社畜編
深夜二時、オフィスに響くのはキーボードを叩く音と、壊れかけの加湿器が放つ虚しい蒸気の音だけだった。
山田は充血した目でモニターを見つめ、ふと、先日SNSで流れてきた著名な経営者の言葉を思い出した。
「もし君が今、働いているのだとすれば、君は休みの中にいない。そして、休みの中にいないということは、君は働いているということなんだ」
その言葉の圧倒的な「正しさ」に、山田の指は止まった。彼は椅子にもたれかかり、一つの深淵なる結論に達した。

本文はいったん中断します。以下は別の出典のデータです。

PR #528, opened 2026-06-25
fix(bytesbuf): size numeric reads by T::Bytes and read unaligned for FromBytes soundness

sandersaares:
## What

Two related soundness fixes for `BytesView::get_num_{le,be,ne}` and their buffered fallbacks, which read a `T: FromBytes` value out of a byte view.

### 1. Size reads by `T::Bytes`, not `T`

`FromBytes::from_*_bytes` consumes `&T::Bytes`, so every read must size, advance, and bound by `size_of::<T::Bytes>()` rather than `size_of::<T>()`. For a downstream `FromBytes` impl where the two differ, the old code read/advanced the wrong length and the buffered fallback left a `MaybeUninit<T::Bytes>` partially initialized (or overflowed it) before `assume_init`. For the standard integer/float types `Bytes = [u8; size_of::<T>()]`, so the two sizes are equal and this is behavior-neutral.

### 2. Read unaligned instead of building a misaligned reference

The fast path constructed a `&T::Bytes` directly from an unaligned byte-slice pointer (`bytes.as_ptr().cast::<T::Bytes>().as_ref()`). `FromBytes::Bytes` is only bounded by `NumBytes` (`AsRef<[u8]>`, `Borrow<[u8]>`, ...), which does not guarantee an alignment of one — a custom impl may use a `#[repr(align(N))]` byte wrapper. For such a type that reference is misaligned, which is undefined behavior. The value is now materialized with `ptr::read_unaligned` into a properly aligned local. For the standard types (`Bytes = [u8; N]`, alignment 1) codegen is unchanged.

## Tests

Added soundness coverage with custom `FromBytes` types whose `Bytes` associated type is wider than the value, narrower than the value, and over-aligned, exercising both the single-span fast path (including a guaranteed-misaligned source pointer) and the multi-span buffered path.

## Validation

- Negative check: reverting the fix makes 6/10 of the new tests fail under Miri (misaligned-reference UB, uninitialized-memory UB, and length-assertion panics), confirming the tests are meaningful.
- With the fix: full `bytesbuf` suite passes under Miri (186 passed, 6 skipped) and on stable; `cargo clippy --all-targets --all-features -- -D warnings` is clean; nightly rustfmt and spellcheck are clean.


crates/bytesbuf/src/view_get.rs
```diff
@@ -634,4 +631,225 @@ mod tests {
...
+            assert!(view.is_empty());
+        }
+
+        #[test]
+        fn over_aligned_le_misaligned_single_span() {
+            let memory = TransparentMemory::new();
+
+            // A single leading byte that we drop, leaving the eight value bytes at an odd offset
+            // from the allocation base. That address can never satisfy an eight-byte alignment, so
+            // the fast path reads from a guaranteed-misaligned pointer.
```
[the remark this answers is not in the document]
sandersaares: Good catch — reworded in 244fe099. The comment no longer claims the offset can *never* be eight-byte aligned; it now states that the value bytes are misaligned whenever the allocation base is itself eight-byte aligned (the common case), which is the condition the test relies on. The test's real guarantee comes from Miri, which flags the old reference-from-unaligned-pointer path as UB.

crates/bytesbuf/src/view_get.rs
```diff
@@ -634,4 +631,226 @@ mod tests {
...
+
+        use crate::BytesView;
+        use crate::mem::testing::TransparentMemory;
+
+        /// `Bytes` is wider than the value it produces: `size_of::<NarrowValue>() == 1` while the
+        /// serialized form is four bytes. Sizing reads by `size_of::<T>()` would read past a
+        /// one-byte first-span slice and leave the buffered path's `MaybeUninit<[u8; 4]>` only
+        /// partially initialized before `assume_init`.
+        #[derive(Debug, PartialEq, Eq, Clone, Copy)]
+        struct NarrowValue(u8);
```
Vaiz, line 656: `NarrowValue`, `WideValue` names don't really tell what's that code is doing

also, why 1 byte is serialized as 4, and 8 bytes as 2?

Vaiz: ok, I didn't realize that this is test code
it's really hard to see it when GH shows only a slice of code

Vaiz (approved):

martin-kolinek (approved):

――自分がこのメールを送信しない限り、メールは未送信のままなのだという事実に。
「そうか。送れば、届く。送らなければ、届かない。世界はこれほどまでにシンプルだったのか」
山田が独りごちたその時、背後から音もなく上司の佐藤部長が現れた。部長の目は死んだ魚のように濁っていたが、その口調には不思議な説得力があった。

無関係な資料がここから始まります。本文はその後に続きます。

PR #531, opened 2026-06-26
chore(release): re-release all packages with LFS-free tarballs

sgalkin:
Cascade patch release of all 36 publishable crates so crates.io receives deterministic, LFS-free .crate tarballs produced by the new package include allowlist (#526). This clears the recurring docs.rs "checksum changed between lock files" failures caused by Git LFS logo/favicon binaries being packaged as either real bytes or pointer stubs.

Driven by releasing the 8 foundational crates as patch; the dependent cascade propagates the patch bump to the remaining 28.


martin-kolinek (approved):

geeknoid (approved):

sandersaares (approved):
I am concerned by the logic in the PR description "Driven by releasing the 8 foundational crates as patch; the dependent cascade propagates the patch bump to the remaining 28." which does not actually mention anything about reviewing any of the crates for breaking changes.

However, upon my own review, I was not able to find breaking changes in scope of this release so perhaps that is just a vague PR description and not a real problem.

sandersaares (approved):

「山田君、悩んでいるようだね。いいかい、覚えておきなさい。もし君が仕事を終わらせることができれば、その仕事は終わる。しかし、終わらせることができなければ、その仕事は未完のまま君の前に残り続けるんだ。なぜなら、完了した仕事とは、もはや未完了ではない仕事のことだからだよ」
山田はこの言葉に、雷に打たれたような衝撃を受けた。
「部長……では、私はどうすればいいのでしょうか?」
部長は窓の外の暗闇を指差した。
「もし、終電がもう行ってしまったのなら、君は終電に乗ることはできない。しかし、始発がまだ来ていないのであれば、君はまだ始発に乗ることもできない。つまり、君は『今』という時間に、ここにいるということだ。ここにいる限り、君は別の場所にはいない。それが、出社というものの本質なんだよ」
山田の頬を涙が伝った。前へ進むためには、後ろに下がってはいけないのだ。彼は、さらなる高みを目指すべく、会社の地下にある給湯室へと向かった。

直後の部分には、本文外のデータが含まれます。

PR #532, opened 2026-06-27
feat: Introduce the plurality pool allocator

geeknoid:


crates/plurality/src/pool.rs
```diff
@@ -0,0 +1,830 @@
...
+        match self.alloc_slot() {
+            Some(slot) => {
+                let value = f();
+                // SAFETY: `slot` was just popped and is owned exclusively here.
+                unsafe { self.occupy(slot, value) };
+                Ok(Box::from_slot(slot))
+            }
+            None => Err(AllocError),
+        }
+    }
```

そこには「会社の聖者」と呼ばれる、勤続三十年の清掃員がいた。
聖者は茶殻を捨てながら、静かに説いた。
「いいですか。給料をもらっているということは、あなたには収入があるということです。もし給料がゼロであれば、あなたの収入はゼロになるでしょう。不満があるのなら、満足していないということです。そして、満足していない状態というのは、幸せではない状態のことなのです」
山田は問いかけた。「聖者よ、どうすればこの苦しみから逃れられるのでしょうか?」
聖者は優しく微笑んだ。
「辞表を出せば、あなたは退職します。しかし、辞表を出さなければ、あなたは在職し続けます。もし会社を辞めたなら、あなたはもうこの会社の社員ではありません。しかし、辞めない限り、あなたはいつまでも社員なのです。朝が来れば夜は明け、太陽が昇れば明るくなります。そして、明るいということは、暗くないということなのです」
山田はついに、真理の全貌を理解した。
今、目の前にあるキーボードを叩けば、文字が入力される。叩かなければ、画面は白いままだ。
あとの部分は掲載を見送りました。